Patricio Contreras (born December 15, 1947) is a Chilean-Argentine television, film and stage actor.

==Biography==
Contreras was born in Santiago, Chile in 1947 and emigrated to neighboring Argentina following the 1973 coup d'état against left-wing President Salvador Allende, of whom Contreras was a vocal supporter. He was shortly afterwards cast in a number of minor Argentine cinema roles, notable among them a part in Adolfo Aristarain's 1978 crime thriller, La parte del león (The Lion's Share).

He married an up-and-coming Argentine actress, Leonor Manso, in 1981, and in 1983, he was given his first significant film role as the treacherous Sergeant Comini in Aristarain's Funny Dirty Little War. Contreras then gave what became perhaps his best-known performance as the targeted Professor Benítez in the Oscar-winning The Official Story (1985), for which he was awarded a Silver Condor. This was followed a leading role in Juan José Jusid's emotional look at exile, Made in Argentina (1986), which earned Contreras a Havana Film Festival Best Actor Award.

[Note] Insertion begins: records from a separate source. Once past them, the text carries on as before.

PR #77, opened 2021-06-05
feat: package page navigation

### LINKED ISSUE #44: Implement: Package page: package data area - navigation area
Create a Markdown based navigation component to be used in the package page. 

The main content of the package page is a markdown that includes both the user defined `README.md`, as well as a generated API reference doc based on the jsii assembly file. 

Navigation between the different markdown headers should be done via a separate react component that renders indented header links. 

Just for inspiration, GitHub offers this functionality by default for every page that contains a markdown file:

> https://github.com/aws/aws-cdk/tree/master/packages/%40aws-cdk/aws-eks

Screen Shot 2021-05-23 at 8 55 54 PM

## User Actions

* When the user *clicks an item in the Navigation Area*, the *Content Area* displays the relevant paragraph for this item.

## Notes

- Ideally, the component should be purely representational, without any domain specific logic. 

## References

- [markdown-navbar](https://www.npmjs.com/package/markdown-navbar) is a react component that does just that and is worth exploring. From a quick look, and might not be flexible enough for us. 
- Nice example: https://registry.terraform.io/providers/hashicorp/aws/latest/docs

MrArnoldPalmer:
Defines basic components for package page left nav and logic for
extracting link titles and paths from the body rendered from markdown.

Changes the output of the generated markdown in the API reference to
allow passing all relevant header data as html data attributes. This
allows us to reliably query for header content and link paths and
extract the relevant data.

Sanitized the IDs of header links so they are valid. An `FQN` on its own
cannot be used as an anchor link. This logic will need to be standard so
that we can reliably compute links to types in other modules.

Replaces usage of `@uiw/react-markdown-preview` because this broke
header link rendering. It would automatically render an <a /> tag with
an ID, but this ID was generated from the content within the header,
which in some cases included html, code blocks, etc. Rendering our own
links via passing a custom header component resulted in 2 <a /> tags
being rendered, the malformed one and the correct one. This happened
with or without the usage of the `ChakraUIRenderer`.

Fixes #44

PackageNav

### DIFF
--- a/package.json
+++ b/package.json
@@ -64,17 +64,18 @@
     "typescript": "^4.0.3"
   },
   "dependencies": {
+    "@chakra-ui/icons": "*",
     "@chakra-ui/react": "*",
     "@emotion/react": "^11",
     "@emotion/styled": "^11",
     "@jsii/spec": "^1.30.0",
-    "@uiw/react-markdown-preview": "^3.0.6",
     "chakra-ui-markdown-renderer": "^3.0.1",
     "codemaker": "^1.30.0",
     "framer-motion": "^4",
     "jsii-reflect": "^1.30.0",
     "react": "^17.0.2",
     "react-dom": "^17.0.2",
+    "react-markdown": "^6.0.2",
     "react-router-dom": "^5.2.0",
     "react-scripts": "^4.0.0",
     "web-vitals": "^1.1.2"
--- a/src/components/PackageDocs/Body.tsx
+++ b/src/components/PackageDocs/Body.tsx
@@ -1,0 +1,68 @@
+import { LinkIcon } from "@chakra-ui/icons";
+import { Heading, As } from "@chakra-ui/react";
+import ChakraUIRenderer from "chakra-ui-markdown-renderer";
+import React from "react";
+import ReactMarkdown from "react-markdown";
+import { sanitize } from "../../util/sanitize-anchor";
+
+type HeadingResolverProps = {
+  level: number;
+  children: React.ReactNode;
+};
+
+function Headings({ level, children }: HeadingResolverProps) {
+  const size: string = ["2xl", "xl", "lg", "md", "sm", "xs"][level - 1];
+  const elem = `h${level}` as As<any>;
+
+  // Use DOMParser to look for data attribute for link ID
+  const parser = new DOMParser();
+  const doc = parser.parseFromString(
+    React.Children.toArray(children).join(""),
+    "text/html"
+  );
+
+  const dataElement = doc.querySelector(
+    "span[data-heading-title][data-heading-id]"
+  ) as HTMLElement;
+  const title =
+    dataElement?.dataset.headingTitle ??
+    React.Children.toArray(children)
+      .reduce((accum: string, child): string => {
+        if (typeof child === "string") {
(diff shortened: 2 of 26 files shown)


src/components/PackageDocs/Body.tsx
```diff
@@ -0,0 +1,68 @@
...
+    dataElement?.dataset.headingTitle ??
+    React.Children.toArray(children)
+      .reduce((accum: string, child): string => {
+        if (typeof child === "string") {
+          return `${accum}${child}`;
+        }
+        return accum;
+      }, "")
+      .trim();
+  const id = dataElement?.dataset.headingId ?? sanitize(title);
```
iliapolo, line 37: Are you sure this is working properly? I'm still seeing titles as anchor ids, not `FQN`s:

Screen Shot 2021-06-07 at 12 34 03 PM

Also - are the defaults being applied here to handle the user defined README? Would be good to document them and ideally merge to a single branch.

src/components/PackageDocs/Body.tsx
```diff
@@ -0,0 +1,68 @@
...
+
+  return (
+    <Heading my={4} level={level} as={elem} size={size}>
+      {level < 4 && (
```
iliapolo, line 41: Why the restriction? I'm pretty sure we want to show all levels in the navigation...

src/components/PackageNav/index.tsx
```diff
@@ -0,0 +1,46 @@
...
+        );
+      })}
+    </Flex>
+  );
+}
+
+export interface PackageNavItem {
+  title: string;
+  path: string;
+  level: number;
```
iliapolo, line 32: Is this actually used somewhere in this component?

package.json
```diff
@@ -64,17 +64,18 @@
     "typescript": "^4.0.3"
   },
   "dependencies": {
+    "@chakra-ui/icons": "*",
```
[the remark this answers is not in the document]
MrArnoldPalmer: I'm not sure, but we can look into it separately.

src/components/PackageDocs/Body.tsx
MrArnoldPalmer: Fixed this, it wasn't parsing the `span` elements generated from the markdown render correctly. 😄

src/components/PackageDocs/Body.tsx
MrArnoldPalmer: We can, it just feels extremely crowded and each construct has "initializer + methods + properties" and so there are a lot of duplicate titles in the left nav. I'd say perhaps once the menu is dynamic, IE collapses/expands, it may make it feels less crowded. But since there are like 6 levels it feels like that will also be hard to keep track of for the user.

src/components/PackageNav/index.tsx
MrArnoldPalmer: The `level` property? No, it just greatly simplifies the recursive building of the nav items. Additionally I do believe it's likely to be used in the future as the level will dictate the styling of the elements.

MrArnoldPalmer:
damn, when force pushing a rebase I accidentally deleted the branch. Reopened https://github.com/cdklabs/construct-hub-webapp/pull/78

PR #78, opened 2021-06-07
feat: package page navigation

### LINKED ISSUE #44: Implement: Package page: package data area - navigation area

MrArnoldPalmer:
Defines basic components for package page left nav and logic for
extracting link titles and paths from the body rendered from markdown.

Changes the output of the generated markdown in the API reference to
allow passing all relevant header data as html data attributes. This
allows us to reliably query for header content and link paths and
extract the relevant data.

Sanitized the IDs of header links so they are valid. An `FQN` on its own
cannot be used as an anchor link. This logic will need to be standard so
that we can reliably compute links to types in other modules.

Replaces usage of `@uiw/react-markdown-preview` because this broke
header link rendering. It would automatically render an <a /> tag with
an ID, but this ID was generated from the content within the header,
which in some cases included html, code blocks, etc. Rendering our own
links via passing a custom header component resulted in 2 <a /> tags
being rendered, the malformed one and the correct one. This happened
with or without the usage of the `ChakraUIRenderer`.

Fixes #44

PackageNav


iliapolo (approved):

src/components/PackageDocs/Body.tsx
```diff
@@ -0,0 +1,80 @@
...
+    React.Children.toArray(children)
+      .reduce((accum: string, child): string => {
+        if (typeof child === "string") {
+          return `${accum}${child}`;
+        }
+        return accum;
+      }, "")
+      .trim();
+  /* console.log(dataElement?.dataset); */
+  const id = dataElement?.dataset.headingId ?? sanitize(title);
```
gabewomble, line 43: For follow up revision: can we separate these declarations for readability & omit the console.log?

Also, it looks like we'll want to optionally access `dataElement?.dataset` properties since we're assuming that the dataElement can be undefined

PR #80, opened 2021-06-07
feat: React eslint rules

gabewomble:
Configures a few baseline eslint plugins for react so that we can enforce best practices in our development lifecycle.

Additions:
`eslint-plugin-react`
`eslint-plugin-react-hooks`
`eslint-plugin-jsx-a11y`

We did not have any a11y violations so here is a screenshot showing what the a11y rules do!
Screen Shot 2021-06-07 at 2 17 29 PM


src/views/Home/index.tsx
```diff
@@ -4,15 +4,15 @@ import "./style.css";
...
+      <img alt="logo" className="App-logo" src={logo} />
       <p>
         Edit <code>src/App.tsx</code> and save to reload.
       </p>
       <a
         className="App-link"
         href="https://reactjs.org"
-        target="_blank"
         rel="noopener noreferrer"
+        target="_blank"
```
MrArnoldPalmer, line 15: 👍🏻

MrArnoldPalmer (approved):

PR #551, opened 2026-07-25
[Spec Decode] Release drafter state for evicted, preempted, and resumed requests

samithaj:
The runner's lifecycle reconcile released the paged runtime's recurrent state for evicted, preempted, and resumed requests, but the drafter's own per-request state was never released. A request that stops running keeps pinning a bounded drafter resource for as long as it waits.

I added `release_requests` to the `MetalProposer` seam and call it from `_reconcile_request_lifecycle` on the same invalidation set the runtime already uses (evicted + preempted + resumed). `DraftModelProposer` returns the request's draft KV blocks to its free pool and drops its committed-length bookkeeping, so a waiting request no longer holds draft cache; a resumed request re-ingests from the paged context and draws fresh blocks. The n-gram and Gemma4 proposers pin no bounded resource, so they are no-ops.

The pinning is real rather than theoretical: a preempted request keeps its `RequestState`, so `DraftModelProposer._prune_finished` never reclaims its blocks — only an explicit release can.

Tests:

- `tests/test_draft_model_proposer.py::test_release_requests_returns_draft_blocks_to_the_free_pool` drives allocation through `propose()` with a stub draft model until the block pool is drained, releases the waiting request, and asserts the next request is handed the same block ids. `test_draft_blocks_stay_pinned_without_release` is the paired negative: without the release the allocator fails before any draft forward runs.
- `tests/test_v1_model_runner_generate.py::TestDrafterReleaseOnLifecycle` covers the runner side — the drafter receives the union of evicted, preempted, and resumed ids.

`pytest -m "not slow" tests/` — 1622 passed, 15 skipped, 46 deselected.

This is the first of a small series splitting #535 as requested: the drafter release seam (here), the hosted-config front door, the GLM-4.7-Flash MTP head model and loader, the runtime path that runs it as a drafter (carrying a download-free engine-level test), and the benchmark helper with docs.

### DIFF
--- a/tests/test_draft_model_proposer.py
+++ b/tests/test_draft_model_proposer.py
@@ -1,0 +1,121 @@
+# SPDX-License-Identifier: Apache-2.0
+"""Tests for the draft-model proposer's draft KV block pool.
+
+A stub draft model returns logits of the right shape, so the block allocator and
+the release path run through ``propose`` without loading any weights.
+"""
+
+from __future__ import annotations
+
+import mlx.core as mx
+import pytest
+from vllm.sampling_params import SamplingParams
+
+from vllm_metal.attention.context import OffsetCache, get_context
+from vllm_metal.v1.draft_model_proposer import DraftModelProposer
+from vllm_metal.v1.model_runner import RequestState
+from vllm_metal.v1.proposer import ProposeContext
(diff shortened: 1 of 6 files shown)


LxYuan0420 (approved):
LGTM. This is a focused lifecycle fix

He appeared next to Gregory Peck and Jane Fonda in the 1989 movie Old Gringo.

He starred in fellow Chilean exile Miguel Littín's Sandino (1990), and the end of General Augusto Pinochet's dictatorship in 1990 allowed Contreras to return to Chile itself, where he starred as the lead in Ricardo Larraín's La Frontera (1991). Continuing to live and work in Argentina, he starred in Betty Kaplan's adaptation of Chilean writer Isabel Allende's Of Love and Shadows (1995), and to his film credits were added those in the local theatre, notably his work in a local, 1996-98 production of Samuel Beckett's Waiting for Godot (directed by his wife). His marriage suffered, however, and the couple were divorced in 2001. Among Contreras' later film roles some of the best-known are as writer Rodolfo Walsh's version of Hercule Poirot in Santiago Carlos Oves' Asesinato a Distancia (Murder at a Distance, 1998), and as the merciless detective in Eduardo Mignogna's fact-based La fuga (The Escape, 2001). He was reunited with his ex-wife for the stage in 2007 in her production of Sarah Kane's Blasted.

Contreras continues to live in Buenos Aires and remains a prolific film and stage actor.